### Exercise data
[Start of Attachment]

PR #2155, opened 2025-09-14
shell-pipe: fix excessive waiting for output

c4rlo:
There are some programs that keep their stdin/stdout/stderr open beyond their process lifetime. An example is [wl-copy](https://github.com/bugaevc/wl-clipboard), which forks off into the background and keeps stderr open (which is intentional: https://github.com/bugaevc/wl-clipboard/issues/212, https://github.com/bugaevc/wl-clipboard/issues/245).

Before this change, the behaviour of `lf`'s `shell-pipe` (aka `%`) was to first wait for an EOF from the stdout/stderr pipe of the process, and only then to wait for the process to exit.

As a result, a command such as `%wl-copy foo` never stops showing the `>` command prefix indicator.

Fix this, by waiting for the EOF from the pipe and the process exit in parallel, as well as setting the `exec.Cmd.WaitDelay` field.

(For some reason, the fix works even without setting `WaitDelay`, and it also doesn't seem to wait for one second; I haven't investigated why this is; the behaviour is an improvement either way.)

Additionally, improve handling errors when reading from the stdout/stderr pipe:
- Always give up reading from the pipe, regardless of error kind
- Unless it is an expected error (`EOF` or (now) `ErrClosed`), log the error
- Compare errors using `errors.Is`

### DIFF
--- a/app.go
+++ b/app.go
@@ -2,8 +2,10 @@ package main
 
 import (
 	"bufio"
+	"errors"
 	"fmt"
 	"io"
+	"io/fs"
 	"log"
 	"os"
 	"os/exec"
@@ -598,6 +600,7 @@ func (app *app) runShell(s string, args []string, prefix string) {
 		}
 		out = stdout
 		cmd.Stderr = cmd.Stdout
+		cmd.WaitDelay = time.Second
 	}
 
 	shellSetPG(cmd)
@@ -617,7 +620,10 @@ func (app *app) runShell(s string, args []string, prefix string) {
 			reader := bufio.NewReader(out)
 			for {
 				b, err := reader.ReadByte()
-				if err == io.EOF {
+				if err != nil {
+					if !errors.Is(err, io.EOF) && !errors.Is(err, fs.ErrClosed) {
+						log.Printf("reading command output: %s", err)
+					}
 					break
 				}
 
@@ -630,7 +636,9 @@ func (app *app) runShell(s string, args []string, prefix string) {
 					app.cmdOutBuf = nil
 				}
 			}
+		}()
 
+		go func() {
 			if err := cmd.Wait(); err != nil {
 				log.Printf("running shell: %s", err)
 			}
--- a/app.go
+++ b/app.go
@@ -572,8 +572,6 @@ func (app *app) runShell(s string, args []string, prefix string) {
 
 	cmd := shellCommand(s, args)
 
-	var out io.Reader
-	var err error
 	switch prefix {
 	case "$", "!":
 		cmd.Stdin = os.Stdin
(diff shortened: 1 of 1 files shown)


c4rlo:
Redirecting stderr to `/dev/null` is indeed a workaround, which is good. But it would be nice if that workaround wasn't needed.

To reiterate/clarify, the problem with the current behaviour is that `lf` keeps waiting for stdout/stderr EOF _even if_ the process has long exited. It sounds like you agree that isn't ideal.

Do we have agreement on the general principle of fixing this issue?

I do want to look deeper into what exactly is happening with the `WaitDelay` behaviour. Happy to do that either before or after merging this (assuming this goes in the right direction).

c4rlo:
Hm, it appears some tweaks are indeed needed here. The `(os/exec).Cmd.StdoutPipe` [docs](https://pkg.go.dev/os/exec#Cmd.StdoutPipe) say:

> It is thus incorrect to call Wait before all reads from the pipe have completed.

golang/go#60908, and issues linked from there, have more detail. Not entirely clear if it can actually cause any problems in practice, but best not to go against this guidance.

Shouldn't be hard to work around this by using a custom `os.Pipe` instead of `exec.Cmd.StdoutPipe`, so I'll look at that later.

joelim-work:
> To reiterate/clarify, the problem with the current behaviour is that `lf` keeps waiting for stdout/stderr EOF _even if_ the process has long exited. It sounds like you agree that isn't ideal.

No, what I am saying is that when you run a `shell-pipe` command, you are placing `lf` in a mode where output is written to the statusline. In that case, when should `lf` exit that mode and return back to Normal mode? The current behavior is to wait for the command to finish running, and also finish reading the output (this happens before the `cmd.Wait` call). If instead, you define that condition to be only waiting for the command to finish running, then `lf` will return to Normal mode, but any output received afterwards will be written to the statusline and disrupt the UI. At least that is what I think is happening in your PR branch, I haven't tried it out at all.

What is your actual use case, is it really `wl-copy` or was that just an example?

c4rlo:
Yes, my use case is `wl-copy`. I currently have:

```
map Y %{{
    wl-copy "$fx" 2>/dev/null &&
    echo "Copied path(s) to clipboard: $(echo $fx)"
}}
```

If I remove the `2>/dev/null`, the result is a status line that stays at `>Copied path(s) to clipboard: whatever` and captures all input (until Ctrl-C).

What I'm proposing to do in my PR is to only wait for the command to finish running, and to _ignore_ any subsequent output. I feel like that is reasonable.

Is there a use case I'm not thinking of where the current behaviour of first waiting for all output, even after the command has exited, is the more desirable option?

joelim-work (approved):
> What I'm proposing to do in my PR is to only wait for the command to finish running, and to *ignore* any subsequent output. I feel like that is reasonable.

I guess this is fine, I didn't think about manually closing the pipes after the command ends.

[End of Attachment]

### What is being asked
Copy each line holding "look" from the material above.

### Answer section
I do want to look deeper into what exactly is happening with the `WaitDelay` behaviour. Happy to do that either before or after merging this (assuming this goes in the right direction).
Shouldn't be hard to work around this by using a custom `os.Pipe` instead of `exec.Cmd.StdoutPipe`, so I'll look at that later.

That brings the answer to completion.